(Saved data entries)
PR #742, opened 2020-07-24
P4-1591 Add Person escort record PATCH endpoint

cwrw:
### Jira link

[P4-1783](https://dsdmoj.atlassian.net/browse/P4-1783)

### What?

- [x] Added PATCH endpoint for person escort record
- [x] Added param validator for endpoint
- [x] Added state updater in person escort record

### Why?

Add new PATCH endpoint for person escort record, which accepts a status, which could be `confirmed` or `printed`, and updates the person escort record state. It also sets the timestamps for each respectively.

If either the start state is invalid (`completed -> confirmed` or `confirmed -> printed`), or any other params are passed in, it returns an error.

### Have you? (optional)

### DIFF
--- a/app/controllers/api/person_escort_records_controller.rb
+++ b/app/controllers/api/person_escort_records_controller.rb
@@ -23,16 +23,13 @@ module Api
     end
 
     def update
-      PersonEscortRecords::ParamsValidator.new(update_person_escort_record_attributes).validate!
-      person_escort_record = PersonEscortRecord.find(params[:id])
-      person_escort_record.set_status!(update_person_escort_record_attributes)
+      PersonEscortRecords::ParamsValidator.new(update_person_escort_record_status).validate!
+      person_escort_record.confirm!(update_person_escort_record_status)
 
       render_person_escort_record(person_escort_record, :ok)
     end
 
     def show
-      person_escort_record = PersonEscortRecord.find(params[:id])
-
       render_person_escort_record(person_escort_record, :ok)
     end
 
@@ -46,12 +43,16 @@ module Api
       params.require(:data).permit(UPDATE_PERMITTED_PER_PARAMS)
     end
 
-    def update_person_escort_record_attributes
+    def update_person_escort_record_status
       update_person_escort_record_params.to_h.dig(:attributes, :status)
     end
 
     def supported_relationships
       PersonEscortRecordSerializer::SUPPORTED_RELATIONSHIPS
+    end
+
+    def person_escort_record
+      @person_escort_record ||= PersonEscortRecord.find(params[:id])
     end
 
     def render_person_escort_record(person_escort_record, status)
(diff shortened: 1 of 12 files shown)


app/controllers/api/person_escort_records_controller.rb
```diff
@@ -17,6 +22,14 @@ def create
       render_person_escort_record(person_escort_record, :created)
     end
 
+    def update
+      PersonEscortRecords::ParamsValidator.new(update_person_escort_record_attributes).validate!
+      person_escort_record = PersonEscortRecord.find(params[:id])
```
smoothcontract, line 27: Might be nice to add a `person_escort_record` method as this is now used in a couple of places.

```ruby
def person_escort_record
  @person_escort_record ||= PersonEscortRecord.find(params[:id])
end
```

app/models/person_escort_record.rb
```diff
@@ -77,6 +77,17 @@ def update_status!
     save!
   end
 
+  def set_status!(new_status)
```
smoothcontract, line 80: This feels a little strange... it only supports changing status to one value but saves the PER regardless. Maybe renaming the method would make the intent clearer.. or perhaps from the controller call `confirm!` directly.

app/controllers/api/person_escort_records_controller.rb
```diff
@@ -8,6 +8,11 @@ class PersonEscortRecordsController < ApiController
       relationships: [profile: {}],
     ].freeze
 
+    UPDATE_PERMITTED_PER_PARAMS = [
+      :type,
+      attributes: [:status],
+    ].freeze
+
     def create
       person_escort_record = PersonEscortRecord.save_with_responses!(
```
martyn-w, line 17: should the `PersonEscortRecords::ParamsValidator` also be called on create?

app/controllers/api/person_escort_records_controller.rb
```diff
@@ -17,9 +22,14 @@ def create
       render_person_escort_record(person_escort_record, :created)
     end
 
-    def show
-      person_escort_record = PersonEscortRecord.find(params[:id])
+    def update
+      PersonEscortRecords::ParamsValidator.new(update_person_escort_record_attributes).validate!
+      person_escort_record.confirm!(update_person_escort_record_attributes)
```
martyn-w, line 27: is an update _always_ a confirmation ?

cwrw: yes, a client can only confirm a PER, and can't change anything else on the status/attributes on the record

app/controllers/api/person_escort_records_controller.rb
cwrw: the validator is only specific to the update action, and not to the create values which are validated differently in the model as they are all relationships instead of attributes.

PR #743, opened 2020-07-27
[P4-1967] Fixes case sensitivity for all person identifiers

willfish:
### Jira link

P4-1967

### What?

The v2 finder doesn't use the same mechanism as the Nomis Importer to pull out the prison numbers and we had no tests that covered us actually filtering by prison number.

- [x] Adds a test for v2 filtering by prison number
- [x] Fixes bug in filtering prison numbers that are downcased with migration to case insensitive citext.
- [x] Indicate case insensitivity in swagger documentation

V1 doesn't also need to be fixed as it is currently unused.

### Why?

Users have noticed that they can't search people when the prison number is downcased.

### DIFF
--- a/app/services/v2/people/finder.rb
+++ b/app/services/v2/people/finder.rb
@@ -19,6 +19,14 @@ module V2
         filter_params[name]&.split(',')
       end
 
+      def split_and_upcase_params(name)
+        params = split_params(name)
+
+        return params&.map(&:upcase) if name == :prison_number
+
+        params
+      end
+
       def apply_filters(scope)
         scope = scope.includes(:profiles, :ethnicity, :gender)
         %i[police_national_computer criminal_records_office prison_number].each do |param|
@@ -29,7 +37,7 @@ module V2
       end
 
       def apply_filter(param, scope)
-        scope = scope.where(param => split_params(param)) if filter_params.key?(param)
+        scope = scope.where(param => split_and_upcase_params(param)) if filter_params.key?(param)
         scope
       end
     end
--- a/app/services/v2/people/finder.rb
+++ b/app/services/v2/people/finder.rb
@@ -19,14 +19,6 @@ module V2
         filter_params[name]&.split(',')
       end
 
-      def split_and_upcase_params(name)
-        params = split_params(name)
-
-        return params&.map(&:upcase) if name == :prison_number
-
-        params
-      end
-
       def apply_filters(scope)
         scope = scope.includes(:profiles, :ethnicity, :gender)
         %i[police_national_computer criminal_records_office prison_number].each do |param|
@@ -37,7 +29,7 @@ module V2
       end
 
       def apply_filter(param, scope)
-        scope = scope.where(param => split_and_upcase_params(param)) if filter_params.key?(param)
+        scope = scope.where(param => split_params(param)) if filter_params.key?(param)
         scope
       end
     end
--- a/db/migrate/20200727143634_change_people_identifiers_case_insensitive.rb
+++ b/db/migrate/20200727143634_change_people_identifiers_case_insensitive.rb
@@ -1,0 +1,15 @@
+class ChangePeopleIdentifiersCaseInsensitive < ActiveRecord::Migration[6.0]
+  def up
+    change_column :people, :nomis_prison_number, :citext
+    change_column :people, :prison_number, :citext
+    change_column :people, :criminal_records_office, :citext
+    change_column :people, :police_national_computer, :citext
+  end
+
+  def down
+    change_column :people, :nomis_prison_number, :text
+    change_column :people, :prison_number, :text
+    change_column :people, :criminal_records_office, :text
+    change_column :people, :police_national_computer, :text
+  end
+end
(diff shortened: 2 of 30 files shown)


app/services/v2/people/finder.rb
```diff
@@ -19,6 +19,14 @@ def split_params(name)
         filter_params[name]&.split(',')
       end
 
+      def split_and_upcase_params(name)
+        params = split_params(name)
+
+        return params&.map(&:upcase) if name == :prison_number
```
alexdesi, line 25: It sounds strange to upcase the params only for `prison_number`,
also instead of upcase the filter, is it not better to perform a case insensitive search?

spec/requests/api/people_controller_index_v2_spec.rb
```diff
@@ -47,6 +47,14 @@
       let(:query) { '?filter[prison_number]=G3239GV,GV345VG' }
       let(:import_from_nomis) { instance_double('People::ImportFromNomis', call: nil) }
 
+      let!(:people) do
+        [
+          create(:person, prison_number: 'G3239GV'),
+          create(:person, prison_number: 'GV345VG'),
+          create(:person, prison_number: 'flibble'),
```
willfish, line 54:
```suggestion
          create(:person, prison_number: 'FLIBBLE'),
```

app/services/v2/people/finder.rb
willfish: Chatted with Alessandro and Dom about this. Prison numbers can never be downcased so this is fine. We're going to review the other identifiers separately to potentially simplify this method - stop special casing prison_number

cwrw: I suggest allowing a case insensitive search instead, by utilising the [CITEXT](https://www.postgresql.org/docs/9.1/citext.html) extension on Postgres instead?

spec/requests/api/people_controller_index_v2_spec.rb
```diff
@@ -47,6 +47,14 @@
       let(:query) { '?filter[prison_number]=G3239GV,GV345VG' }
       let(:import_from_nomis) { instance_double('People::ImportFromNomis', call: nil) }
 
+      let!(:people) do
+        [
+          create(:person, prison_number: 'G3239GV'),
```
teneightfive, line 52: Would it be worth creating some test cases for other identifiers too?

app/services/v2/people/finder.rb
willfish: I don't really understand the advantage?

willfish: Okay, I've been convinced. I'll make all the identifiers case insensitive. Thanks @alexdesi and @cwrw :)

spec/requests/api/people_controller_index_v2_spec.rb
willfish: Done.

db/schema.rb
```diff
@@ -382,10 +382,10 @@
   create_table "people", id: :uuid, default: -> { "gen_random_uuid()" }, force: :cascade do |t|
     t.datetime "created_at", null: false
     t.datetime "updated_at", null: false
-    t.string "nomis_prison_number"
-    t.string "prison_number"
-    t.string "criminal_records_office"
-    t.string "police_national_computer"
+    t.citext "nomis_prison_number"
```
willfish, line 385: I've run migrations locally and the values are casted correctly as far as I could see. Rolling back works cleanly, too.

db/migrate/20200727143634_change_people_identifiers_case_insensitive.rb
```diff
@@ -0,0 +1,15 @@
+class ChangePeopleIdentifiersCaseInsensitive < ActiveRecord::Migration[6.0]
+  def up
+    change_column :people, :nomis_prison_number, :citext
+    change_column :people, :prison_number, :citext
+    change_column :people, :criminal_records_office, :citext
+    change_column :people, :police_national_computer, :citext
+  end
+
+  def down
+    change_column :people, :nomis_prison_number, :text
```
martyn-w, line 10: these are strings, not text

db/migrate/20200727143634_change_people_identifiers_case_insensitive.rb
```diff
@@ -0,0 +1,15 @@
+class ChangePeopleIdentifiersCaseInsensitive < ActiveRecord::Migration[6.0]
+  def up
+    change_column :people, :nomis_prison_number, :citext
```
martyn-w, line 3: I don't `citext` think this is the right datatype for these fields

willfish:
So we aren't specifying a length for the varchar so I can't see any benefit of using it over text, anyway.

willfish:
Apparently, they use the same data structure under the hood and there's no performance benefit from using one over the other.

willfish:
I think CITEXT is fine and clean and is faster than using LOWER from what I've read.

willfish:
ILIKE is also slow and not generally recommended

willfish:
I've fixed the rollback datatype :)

### [Instructions for the task]
Please find, in the entries above, every line where "migrate" occurs, and copy it.

### [The completed task]
--- a/db/migrate/20200727143634_change_people_identifiers_case_insensitive.rb
+++ b/db/migrate/20200727143634_change_people_identifiers_case_insensitive.rb
db/migrate/20200727143634_change_people_identifiers_case_insensitive.rb
db/migrate/20200727143634_change_people_identifiers_case_insensitive.rb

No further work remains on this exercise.